The resulting data is shown below with data point representing an individual climb, split by who set it. The transparent routes are the climbs on which we threw in towel, cursing the setter, blaming conditions and claiming to be having a “high gravity day” in the process:

Implementing the model

The model is straighforward to express in pymc:

coords = {"setters": [0, 1, 2]}

with pm.Model(coords=coords) as hierarchical_model:
    setter_idx = pm.Data("setter_idx", df.setter, dims="obs_id")
    grade_idx = pm.Data("grade_idx", df.grade, dims="obs_id")
    
    # Hyperpriors
    mu_a = pm.Normal("mu_a", mu=0.0, sigma=10.0)
    sigma_a = pm.Exponential("sigma_a", 5)
    mu_b = pm.Normal("mu_b", mu=0.0, sigma=10.0)
    sigma_b = pm.Exponential("sigma_b", 5)

    # Priors
    z_a = pm.Normal("z_a", mu=0, sigma=1, dims="setters")
    z_b = pm.Normal("z_b", mu=0, sigma=1, dims="setters")

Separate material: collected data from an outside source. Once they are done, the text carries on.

PR #1422, opened 2026-04-13
chore/upgrade angular v17

StevenHee:
The upgrade of Angular to version 17 in Reval is almost seamless, requiring only minimal changes to the project files. Included are upgrading certain additional packages and removing some that are redundant. 

NO TICKET


src/scss/material/_index.scss
```diff
@@ -33,8 +33,6 @@ $nhsuk-theme: mat.define-light-theme(
 );
 
 // Legacy - only needed whilst migrating to MDC
```
CaiWillis: Remove comment

StevenHee: Removed

CaiWillis (approved):

PR #156, opened 2025-03-10
Persistent API

nicoleavans:
This PR introduces a minimal implementation of persistence functionality to obtain feedback, suggestions, and requests from developers and users. A version utilizing [MPI windows](https://www.mpi-forum.org/docs/mpi-2.2/mpi22-report/node231.htm) is in progress, as are some additional unit tests and a performance test. 

```bash
10/11 Test #10: test-channel .....................   Passed    2.91 sec
```

PR #169, opened 2025-07-29
Add HIP + MPI unit test

nicoleavans:
This adds a unit test equivalent to [test_mpi_cuda_sendrecv.cpp](https://github.com/kokkos/kokkos-comm/blob/develop/unit_tests/mpi/test_mpi_cuda_sendrecv.cpp), verifying that GPU-aware MPI is operating as expected if HIP is enabled.


cwpearson (changes requested):
I think you need to modify CMake to actually build and run this

nicoleavans:
@cwpearson I'll fix that, and I think I also need to remove those references in #156. Thanks for catching that!

cedricchevalier19 (approved):
Looks OK but I do not have a HIP device to try it.

cwpearson (approved):

PR #170, opened 2025-09-09
ci: macOS: don't install cmake

cwpearson:
CMake appears to come pre-installed now.


cwpearson:
The macOS CI tests pass so I am going to merge this. Any other problems can be fixed separately.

    # Regression coefficients
    alpha = pm.Deterministic("alpha", mu_a + z_a * sigma_a, dims="setters")
    beta = pm.Deterministic("beta", mu_b + z_b * sigma_b, dims="setters")

    # The success probability for our geometric distribution
    p_success = pm.invlogit(alpha[setter_idx] + beta[setter_idx] * grade_idx)

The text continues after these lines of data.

PR #172, opened 2025-09-16
ci: replace linting workflows with pre-commit checks

dssgabriel:
This PR is based on #171 (we will need to merge that first) and replaces the formatting and spell-check workflows with one that runs all pre-commit hooks defined and the above-mentioned PR.

Hopefully, this will streamline checks in the CI pipeline and also prevent trailing white space, EOFs, etc., from getting mistakenly introduced in the project.


cwpearson:
In principle, I am okay with this. Can you help me understand - does this actually modify code in the PR, or just post suggestions?

.github/workflows/pre-commit.yml
```diff
@@ -0,0 +1,58 @@
...
+    branches:
+      - develop
+
+jobs:
+  pre-commit-push:
+    name: Pre-commit on Push
+    runs-on: ubuntu-latest
+    if: ${{ github.event_name == 'push' }}
+    steps:
+      - uses: actions/checkout@v4
```
cwpearson: let's pin everything to a SHA instead of a tag.

cwpearson (changes requested):

.github/workflows/pre-commit.yml
dssgabriel: Sure!

As an aside, I see SHAs being used in place of tags in many places; is there any reason why folks prefer raw commit SHAs rather than tags? I feel like tags should be easier to maintain/keep track of?

cwpearson: Basically if someone takes over the repo that defines the action, they can just change the tag to point at a new SHA that does bad things. Can't do the same with a commit SHA, since changing the commit changes the SHA.

cwpearson: It is more annoying to maintain, but...we shouldn't need to update the actions very often 😄

dssgabriel: Thanks for the answer! Updating everything to SHAs and rebasing on top of `develop` :+1:

dssgabriel:
> does this actually modify code in the PR, or just post suggestions?

The `reviewdog` action will only post the relevant suggestions for the pre-commit checks that did not pass and **will not** modify code in the PR.

If you have the pre-commit hooks enabled on your fork/clone of the repo, this CI workflow should be guaranteed to pass as the checks and automatic fixes would have been applied locally on your machine at commit-time.

dssgabriel:
Was there anything else besides that SHAs that you wanted me to change before we merge this PR @cwpearson ? If not, I think we can go ahead with it :)

cedricchevalier19:
@dssgabriel Can you describe what is the expected results. I have quite a hard time how something in the CI can be "pre-commit".

dssgabriel:
> Can you describe what is the expected results. I have quite a hard time how something in the CI can be "pre-commit".

This new workflow runs the same _checks_ defined in the pre-commit configuration (but not actual pre-commit hooks) and reports any failures. All our lint checks are thus grouped into this one workflow. Contributors who use the pre-commit hooks added in #171 should have this workflow guaranteed to pass. I can rename it if you feel like it is confusing (though that is the name I have seen in other projects that rely on the same mechanism).

cedricchevalier19 (approved):
Looks interesting, thanks @dssgabriel

cedricchevalier19:
> I can rename it if you feel like it is confusing (though that is the name I have seen in other projects that rely on the same mechanism).

Thanks for the explanation. We can leave the name.

cwpearson (approved):
Great!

    # The un-censored number of attempts to climb a route
    attempts = pm.Geometric.dist(p=p_success)

    # Applying the censoring and providing our observables
    pm.Censored(
        "censored_attempts",
        attempts,
        lower=0,
        upper=20,
        observed=df.censored_attempts,
    )

It is worth pointing out that I’m using a non-centered parametrisation for the alphas here to help the model sample efficiently. That is, I’m explicitly modelling the $\alpha$ and $\beta$ in terms of a $\mathcal{N}(0, 1)$ distribution, and then applying scaling and translation rather than directly modelling $\mathcal{N}(\mu, \sigma^2)$.

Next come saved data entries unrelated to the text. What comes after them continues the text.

PR #175, opened 2025-10-02
fix(mpi): ensure `wait_any` completes at least one request

### LINKED ISSUE #173: mpi: `wait_any` may return without completing at least one request
The current implementation of our MPI `wait_any` wrapper may return without actually completing at least one request:
https://github.com/kokkos/kokkos-comm/blob/45aa5e02d8beb47d4a04a8b3b29d2d33cc09e4ed/src/KokkosComm/mpi/req.hpp#L86-L95

Here, we only do a single pass over the requests. If none of them has completed, we return -1 without having actually waited for any request completion. This does not match the semantics of `MPI_Waitany`, which guarantees the completion of one or more requests upon return (see, e.g., [Open MPI's docs](https://docs.open-mpi.org/en/v5.0.x/man-openmpi/man3/MPI_Waitany.3.html)).

Additionally, the current implementation does not actually wait on completed requests and only tests them. If any callbacks were registered for post-wait execution, these are never called, nor cleared.

The algorithm should rather be something along these lines:
```lua
completed_reqs = 0
-- Keep looping over requests while none has completed
while completed_reqs == 0
  for req in requests
    res = test(req)
    if res == COMPLETED_FLAG
      completed_reqs += 1
      wait(req) -- will execute any registered callbacks
    end
  end
end
```

dssgabriel:
This PR closes #173 by changing the implementation of `Req<Mpi>::wait_any` to actually complete at least one request (and calls any registered callbacks on that request) before returning.

Also includes:
- Changed `wait` to take `KokkosComm::Req<Mpi>` by reference to avoid a potentially costly deep copy of the `postWaits_` callback vector
- Added an overload on `wait` taking an rvalue-reference so that writing the following remains valid:
  ```cpp
  KokkosComm::wait(KokkosComm::send(handle, view, peer));
  ```
- Modernized `wait_all` and `wait_any` interfaces to use `std::span` instead of `std::vector&` references

### DIFF
--- a/src/KokkosComm/mpi/req.hpp
+++ b/src/KokkosComm/mpi/req.hpp
@@ -70,15 +70,17 @@ inline void wait_all(std::vector<Req<Mpi>> &reqs) {
   }
 }
 
-inline int wait_any(std::vector<Req<Mpi>> &reqs) {
-  for (size_t i = 0; i < reqs.size(); ++i) {
-    int completed;
-    MPI_Test(&(reqs[i].mpi_request()), &completed, MPI_STATUS_IGNORE);
-    if (completed) {
-      return true;
+inline void wait_any(std::span<Req<Mpi>> reqs) {
+  while (true) {
+    for (Req<Mpi> &req : reqs) {
+      int flag;
+      MPI_Test(&(req.mpi_request()), &flag, MPI_STATUS_IGNORE);
+      if (flag) {
+        wait(req);
+        return;
+      }
     }
   }
-  return false;
 }
 
 }  // namespace KokkosComm
--- a/src/KokkosComm/mpi/req.hpp
+++ b/src/KokkosComm/mpi/req.hpp
@@ -3,8 +3,9 @@
 
 #pragma once
 
-#include <vector>
 #include <functional>
+#include <span>
+#include <vector>
 
 #include <mpi.h>
 
@@ -51,12 +52,12 @@ class Req<Mpi> {
  private:
   std::shared_ptr<Record> record_;
 
-  friend void wait(Req<Mpi> req);
-  friend void wait_all(std::vector<Req<Mpi>> &reqs);
-  friend int wait_any(std::vector<Req<Mpi>> &reqs);
+  friend void wait(Req<Mpi> &req);
+  friend void wait_all(std::span<Req<Mpi>> reqs);
+  friend void wait_any(std::span<Req<Mpi>> reqs);
 };
 
-inline void wait(Req<Mpi> req) {
+inline void wait(Req<Mpi> &req) {
   MPI_Wait(&req.mpi_request(), MPI_STATUS_IGNORE);
   for (auto &f : req.record_->postWaits_) {
     f();
@@ -64,7 +65,7 @@ inline void wait(Req<Mpi> req) {
   req.record_->postWaits_.clear();
 }
 
-inline void wait_all(std::vector<Req<Mpi>> &reqs) {
+inline void wait_all(std::span<Req<Mpi>> reqs) {
   for (Req<Mpi> &req : reqs) {
     wait(req);
   }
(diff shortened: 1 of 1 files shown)


src/KokkosComm/mpi/req.hpp
```diff
@@ -64,34 +65,40 @@ class Req<Mpi> {
...
+  int completed = 0;
+  while (completed != 0) {
+    for (Req<Mpi> &req : reqs) {
+      int flag;
+      MPI_Test(&(req.mpi_request()), &flag, MPI_STATUS_IGNORE);
+      if (flag) {
+        completed++;
+        wait(req);
+      }
     }
```
cedricchevalier19: It is semantically correct now but I am not really fond of the active wait. Can't we build a MPI_REQUEST array and use `MPI_Waitany`?

dssgabriel: Sure! I think we should do the same for `wait_all` in that case :+1:

dssgabriel: How do we go about calling the registered callbacks on the requests that have completed, though?

cwpearson: `MPI_Waitany` provides the index of the thing that completed, so I think you'd just have to go back and do the callbacks of our associated request.

dssgabriel:
I changed the implementation to match the `MPI_Waitany` semantics, i.e., complete one request and exit, as opposed to what I had before, which was more similar to `MPI_Waitsome` (which may complete multiple requests before returning).

I think we can merge this as it is, and I'll do a follow-up PR that updates our `wait_all` and `wait_any` implementation to extract arrays of `MPI_Request`s and directly call the MPI functions.

src/KokkosComm/mpi/req.hpp
```diff
@@ -64,34 +65,39 @@ class Req<Mpi> {
...
-    int completed;
-    MPI_Test(&(reqs[i].mpi_request()), &completed, MPI_STATUS_IGNORE);
-    if (completed) {
-      return true;
+inline void wait_any(std::span<Req<Mpi>> reqs) {
+  while (true) {
+    for (Req<Mpi> &req : reqs) {
+      int flag;
+      MPI_Test(&(req.mpi_request()), &flag, MPI_STATUS_IGNORE);
+      if (flag) {
```
cedricchevalier19, line 85: Does this work for `MPI_REQUEST_NULL`?
If not, we can end-up with an infinite loop.

src/KokkosComm/mpi/req.hpp
```diff
@@ -64,34 +65,39 @@ class Req<Mpi> {
...
 }
 
-inline int wait_any(std::vector<Req<Mpi>> &reqs) {
-  for (size_t i = 0; i < reqs.size(); ++i) {
-    int completed;
-    MPI_Test(&(reqs[i].mpi_request()), &completed, MPI_STATUS_IGNORE);
-    if (completed) {
-      return true;
+inline void wait_any(std::span<Req<Mpi>> reqs) {
+  while (true) {
```
cedricchevalier19, line 81:
```suggestion
  // FIXME: Active wait-loop
  while (true) {
```

src/KokkosComm/mpi/req.hpp
dssgabriel: I will take a look at what the standard says and fix this accordingly.

cedricchevalier19: > A call to MPI_TEST returns flag = true if the operation identified by request is complete. In such a case, the status object is set to contain information on the completed operation; if the communication object was created by a nonblocking send or receive, then it is deallocated and the request handle is set to MPI_REQUEST_NULL. The call returns flag = false, otherwise. In this case, the value of the status object is undefined. MPI_TEST is a local operation.

I am not an MPI expert but my understanding is that `flag = false` if the input is `MPI_REQUEST_NULL` as it cannot be completed.

cedricchevalier19 (approved):
I approve as I think even if this solution is not perfect it is significantly better.

Moreover a better fix should be common to all wait functions and the API might need quite an evolution to be closer to MPI.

There’s a really interesting paper here ¹ which explains why such transforms help, and also talks a bit about how PPLs (STAN, pymc, Edward and co.) might be able to automatically re-parametrise models so that users can specify their models in whichever form they like without fear of trashing their effective sample sizes.

Sampling and analysis

We can sample from the model as follows:

with hierarchical_model:
    idata = pm.sample()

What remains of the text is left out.